Shucking Off Paternalism

Published May 1, 2000

If school choice has become the new civil rights movement, why is it that many traditional civil rights groups, such as the NAACP, join in lawsuits opposing the empowerment of low-income minority parents with school vouchers?

It’s because the American Left is “covertly pulling the strings ” of many of these civil rights groups and is “quick to chastise and slander any black leader who veers from the party line,” according to Mikel Holt, editor of the Milwaukee Community Journal, Wisconsin’s largest black newspaper.

Holt, who spoke at the March symposium in Milwaukee on Expanding and Enhancing Educational Options for African-Americans, makes these accusations in his new book, Not Yet Free At Last, from the Institute for Contemporary Studies.

Holt describes “the NAACP’s recent association with the People for the American Way, an organization founded by Norman Lear and other Hollywood players that espouses the liberal/missionary agenda.” The National Education Association, which opposes school vouchers, helps fund PFAW.

“History has shown that when a black organization comes under the philosophical control of whites, the black voice is muted or misinterpreted,” writes Holt.

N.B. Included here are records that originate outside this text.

PR #1000, opened 2023-12-27
Don't incur neighborhood overhead if u_neigh=0

cpeel:
If users don't want to see the neighborhood, don't incur the performance penalty of loading it. Also use u_neigh to show users a wider range on their personal stats page.

Testable in https://www.pgdp.org/~cpeel/c.branch/improve-stats-for-no-neighbors/

Should show identical stats to TEST with the exception of Rank which will now show actual rank on TEST and not "Valued Tester".

---

I also strongly considered setting the default value for new accounts so `u_neigh=0`. I still think that's a good idea but we can evaluate that separate from this optimization PR.

### DIFF
--- a/pinc/theme.inc
+++ b/pinc/theme.inc
@@ -622,38 +622,21 @@ function show_tally_specific_stats($tally_name)
         // The requestor is a logged-in user.
         // Show the user's personal statistics
 
-        //Get the personal statistics array
-        $neighbors =
-            user_get_page_tally_neighborhood(
-                $tally_name,
-                $user->username,
-                $user->u_neigh
-            );
-        $usern = $neighbors[0];
+        $current_tally = $tallyboard->get_current_tally($user->u_id);
+        $current_rank = $tallyboard->get_rank($user->u_id);
 
         //get rank
-        global $testing;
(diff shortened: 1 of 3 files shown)


pinc/theme.inc
```diff
@@ -622,38 +622,21 @@ function show_tally_specific_stats($tally_name)
...
-                $user->username,
-                $user->u_neigh
-            );
-        $usern = $neighbors[0];
+        $current_tally = $tallyboard->get_current_tally($user->u_id);
+        $current_rank = $tallyboard->get_rank($user->u_id);
 
         //get rank
-        global $testing;
-        if ($testing) {
```
cpeel, line 636: Removing this was intentional. The source code is publicly accessible -- no one needs to inflate pagecounts on TEST to get a list of them.

chrismiceli (approved):

cpeel:
Per a discussion in #pgdpdev, I've added a second commit that sets the default u_neigh for new users to 0.

windymilla (approved):

70ray (approved):

srjfoo (approved):

PR #1001, opened 2023-12-30
Move misc.inc include to bootstrap

cpeel:
A _vast_ majority of files use functions in `misc.inc`, just include that in `bootstrap.inc` so we can assume functions in there are available everywhere and remove other includes.

This also adds a CI/CD check to make sure `base.inc` (which pulls in `bootstrap.inc`) is correctly being included in all `.php` files per our [best practices](https://www.pgdp.net/wiki/DP_Code_Best_Practices#Every_PHP_file_must_include_base.inc).

I've spun up a sandbox as a sanity check but due to the new CI/CD check we can confirm that all pages are pulling in `base.inc` which pulls in `bootstrap.inc` which pulls in `misc.inc` so there is no need for extensive testing.

https://www.pgdp.org/~cpeel/c.branch/move-misc-to-bootstrap/

### DIFF
--- a/.github/workflows/static-checks.yml
+++ b/.github/workflows/static-checks.yml
@@ -94,3 +94,5 @@ jobs:
         run: cd SETUP && make lint_charsuites && cd ..
       - name: Run less/CSS checks
         run: cd SETUP && make lint_css && cd ..
+      - name: Run best practice checks
+        run: cd SETUP && make best_practice_checks && cd ..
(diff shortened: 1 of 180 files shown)


srjfoo (approved):
I tested a few random things, including logging out and back in again, with no problems.

chrismiceli (approved):

windymilla (approved):

PR #1111, opened 2024-02-27
sitemap.php: Fix error caused by PROJECT_STATES_IN_ORDER

bpfoley:
2b97d677d2 caused the initialization of PROJECT_STATES_IN_ORDER to move from project_states.inc to stages.inc (it's done by the call to declare_project_states in stages.inc)

sql_collater_for_project_state() (defined in project_states.inc) requires PROJECT_STATES_IN_ORDER to be defined.

(I'm not confident this is the correct fix, but I thought I'd put it up to advance the discussion)

### DIFF
--- a/sitemap.php
+++ b/sitemap.php
@@ -1,7 +1,7 @@
 <?php
 $relPath = "pinc/";
 include_once($relPath."base.inc");
-include_once($relPath."project_states.inc");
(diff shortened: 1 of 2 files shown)


cpeel (approved):
Thank you for this. Getting `stages.inc` included at a higher level is on my TODO list to avoid this kind of thing since pretty much everything needs the site structure.

PR #1113, opened 2024-02-27
Define site structure once and only once

cpeel:
How the site is structured, stages/rounds/pools, are integral to virtually every page and the order matters. Create a file that
defines the structure (by including the structure-building files) and include that once and only once in `bootstrap.inc`. This avoids the whack-a-mole of trying to get the ordering right in each and every file (eg https://github.com/DistributedProofreaders/dproofreaders/pull/1111).

Furthermore, since every DP page must include `base.inc`, `site_vars.php` is already loaded thanks to bootstrap.inc.

Update the includes checker to validate the best practices for which files to include and not include.

Sandbox at https://www.pgdp.org/~cpeel/c.branch/define-site-structure/


chrismiceli (approved):
Looks fine to me, though surprising to see quizzes.inc is so vital

70ray:
> ... surprising to see quizzes.inc is so vital

I guess it is connected to the code in Activity.inc which checks if the user is qualified to do what he wants to do.

70ray (approved):
As Chris said it is surprizing what a lot of structure is created on every site visit. Often hardly any of it is actually needed but computer time and hardware is so cheap now there may be little value in trying to reduce it.

cpeel:
> > ... surprising to see quizzes.inc is so vital
> 
> I guess it is connected to the code in Activity.inc which checks if the user is qualified to do what he wants to do.

Yes, this is it exactly.

> Often hardly any of it is actually needed but computer time and hardware is so cheap now there may be little value in trying to reduce it.

Sort of. The navbar in the header uses most of it (what the rounds are, who has access to them (which involves the quizzes), etc) and that's on most every page except the proofreading interface. You're right that there's a lot more as part of that which isn't needed on every page, but I agree we're at a point in time where it's not useful to try and optimize it.

bpfoley (approved):

srjfoo (approved):

PR #1114, opened 2024-02-27
Link "skip empty diffs" with "without formatting"

cpeel:
When users are comparing diffs without formatting they expect "skip empty diffs" to skip pages that only differ by formatting. This links the two together so that it behaves the way that expect. [Task 2000](https://www.pgdp.net/c/tasks.php?action=show&task_id=2000).

Sandbox: https://www.pgdp.org/~cpeel/c.branch/navigate-without-formatting/

### DIFF
--- a/tools/project_manager/diff.php
+++ b/tools/project_manager/diff.php
@@ -172,6 +172,42 @@ if ($L_text != $R_text) {
     echo $navigation_text;
 }
 
+// Load an associative array for which pages in the project have diffs.
+function load_page_diff_array(Project $project, $L_round, $R_round, bool $include_no_format = false): array
+{
+    if ($include_no_format) {
+        $un_formatter = new PageUnformatter();
+        $text_columns = "
+            $L_round->text_column_name as L_text,
+            $R_round->text_column_name as R_text,
+        ";
+    } else {
+        $text_columns = "";
+    }
+    $sql = "
+        SELECT image,
+            $L_round->user_column_name as username,
+            $text_columns
+            CAST($L_round->text_column_name AS BINARY) = CAST($R_round->text_column_name AS BINARY) AS is_same
+        FROM $project->projectid
+        ORDER BY image ASC
+    ";
+    $res = DPDatabase::query($sql);
+    $result = [];
+    while ($row = mysqli_fetch_assoc($res)) {
+        $result[$row["image"]] = [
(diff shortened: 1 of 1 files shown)


tools/project_manager/diff.php
```diff
@@ -172,6 +172,42 @@ function copyToClip(textstring) {
     echo $navigation_text;
 }
 
+// Load an associative array for which pages in the project have diffs.
```
bpfoley, line 175: Since we're trying to get better about this could we add
```
/**
  * @return array<string, array<string, mixed>> 
  * Return an associative array indexed by page image name, where each page has an array of attributes.
*/
function load_page_diff_array(Project $project, Round $L_round, Round $R_round, bool $include_no_format = false): array
```

tools/project_manager/diff.php
```diff
@@ -200,27 +236,24 @@ function get_navigation(
...
     $prev_image = "";
     $next_image = "";
     $prev_from_proofer = "";
     $next_from_proofer = "";
     $got_there = false;
     // construct the dropdown; work out where previous and next buttons should take us
-    while ([$this_val, $this_user, $is_empty_diff] = mysqli_fetch_row($res)) {
+    foreach ($diff_array as $this_val => $diff_record) {
+        $this_user = $diff_record["username"];
+        $is_diff = $format == "remove" ? $diff_record["is_diff_without_formatting"] : $diff_record["is_diff"];
```
bpfoley, line 249: If you wanted to be slightly cleverer you could push the ternary inside the index:
```$is_diff == $diff_record[$format == "remove" ? "is_diff_without_formatting": "is_diff"];```
or
```
$idx = $format == "remove" ? "is_diff_without_formatting": "is_diff";
$is_diff = $diff_record[$idx];
```

bpfoley (approved):

srjfoo (approved):
Tested between P3 and F1, but probably a better time to use it is between F1 and F2, to see if F1 has made incorrect proofreading changes.

cpeel:
Just rebased this branch and updated the sandbox.

This PR is being held until until we iron out if it's going in or not.

cpeel:
We're still waiting on feedback from people and this probably needs to be rebased so I put it in Draft to indicate that.

chrismiceli (approved):

PR #1115, opened 2024-02-27
Replace project state strings with constants

70ray:
There are some more cases involving rounds. This might conflict with what @cpeel is doing on task #2000 so not done yet.

Sandbox at: https://www.pgdp.org/~rp31/c.branch/use_defined

### DIFF
--- a/pinc/user_is.inc
+++ b/pinc/user_is.inc
@@ -139,9 +139,10 @@ function that_user_is_over_PP_checked_out_limit($username)
         SELECT COUNT(*)
         FROM projects
         WHERE checkedoutby LIKE '%s'
-            AND state = '" . PROJ_POST_FIRST_CHECKED_OUT . "'
+            AND state = '%s'
         ",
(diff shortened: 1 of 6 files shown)


chrismiceli (approved):

pinc/user_is.inc
```diff
@@ -139,7 +139,7 @@ function that_user_is_over_PP_checked_out_limit($username)
         SELECT COUNT(*)
         FROM projects
         WHERE checkedoutby LIKE '%s'
-            AND state = 'proj_post_first_checked_out'
+            AND state = '" . PROJ_POST_FIRST_CHECKED_OUT . "'
```
cpeel, line 142: We're already in an `sprintf()` here, let's just make this another param we pass it. Ditto some of the others here.

70ray: Done this.

cpeel (approved):

srjfoo (approved):

PR #1116, opened 2024-02-27
mediawiki: Update docs on how to checkout, check tags

bpfoley:


pinc/3rdparty/mediawiki/README.md
```diff
@@ -35,19 +35,20 @@ To use them, see ../DifferenceEngineWrapper.inc
...
+  `git clone --depth 1 https://gerrit.wikimedia.org/r/mediawiki/core mediawiki`
+  `git fetch --tags`
 2. Show list of release tags
-  `git tags`
+  `git tag -l`
 3. Change to the release you want to use
   `git checkout <tag_name>`
 4. Copy updated files from locations mentioned above to this directory
-5. Unless the code has been fully converted to UTF-8:
+6. Unless the code has been fully converted to UTF-8:
```
chrismiceli, line 45: should it be 5 again?

bpfoley: Woops. Good point. I've updated all the other numbers.

cpeel:
These may work get the latest code, but I think the code has drifted enough that we can no longer integrate it into DP. We should try and if that's true just reframe this as "we lifted it from X and this is as far as we can go".

bpfoley:
Fair. I didn't actually try. I was just looking at all our third party deps, and wanted to check out the mediawiki code to see how far behind we were, and noticed the URL had changed (and a couple of the commands weren't quite right). We can abandon PR this if you don't feel it's worthwhile.

cpeel:
I think we should either abandon the PR, or do a quick check and if I'm right revise it to say as much (eg this is the end of the line for this borrowed code getting updated).

bpfoley:
Fair enough. It's not really something I want to explore right now, so I'll close this out. I'm sure it'll come up again!

PR #1119, opened 2024-02-28
Replace project state strings by round member variables

70ray:


tools/proofers/for_mentors.php
```diff
@@ -185,7 +185,7 @@ function output_project_details($mentored_round, $projectid, $nameofwork, $autho
 
 function get_beginner_projects_in_state($state, $mentored_round)
```
cpeel, line 186: This is a good time to add types to this function def so phpstan can help us enforce this change.

tools/project_manager/page_compare.php
```diff
@@ -167,10 +167,10 @@ public function radio_string($value, $label)
         return "<input type='radio' name='page_set' value='$value'$checked>" . html_safe($label);
     }
 
-    public function has_project_started_round($round_id)
+    private function has_project_started_round($round)
```
cpeel, line 170: Ditto adding function type defs here to assist with this change.

70ray: Done.

70ray:
Sandbox at: https://www.pgdp.org/~rp31/c.branch/use_defined_2

cpeel (approved):

srjfoo (approved):

PR #1120, opened 2024-02-29
projectmgr.php: Add "Your Available Projects" tab

bpfoley:
As requested in task 2051.

Testable in https://www.pgdp.org/~bfoley/c.branch/t2051-pm-available/tools/project_manager/projectmgr.php?show=user_avail


srjfoo (approved):

cpeel (approved):
@srjfoo - do we want to get some PM eyes on this before merging it? I'm fine without, but thought I'd ask.

tools/project_manager/projectmgr.php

But not silenced. After the NAACP fired local chapter head Willie Breazell last year for writing a pro-school choice column, Breazell helped form a grassroots school choice group in Colorado Springs. Curtis Gatewood, president of the local NAACP chapter in Durham NC, defied national policy and joined a March school choice rally led by Winston-Salem Alderman Vernon Robinson. And last year, the Urban League’s Greater Miami chapter came out in opposition to the NAACP’s lawsuit against the Florida voucher program.

As black leader Howard Fuller put it during the Milwaukee Symposium, “We’re not asking to be empowered . . . we’re empowering ourselves.”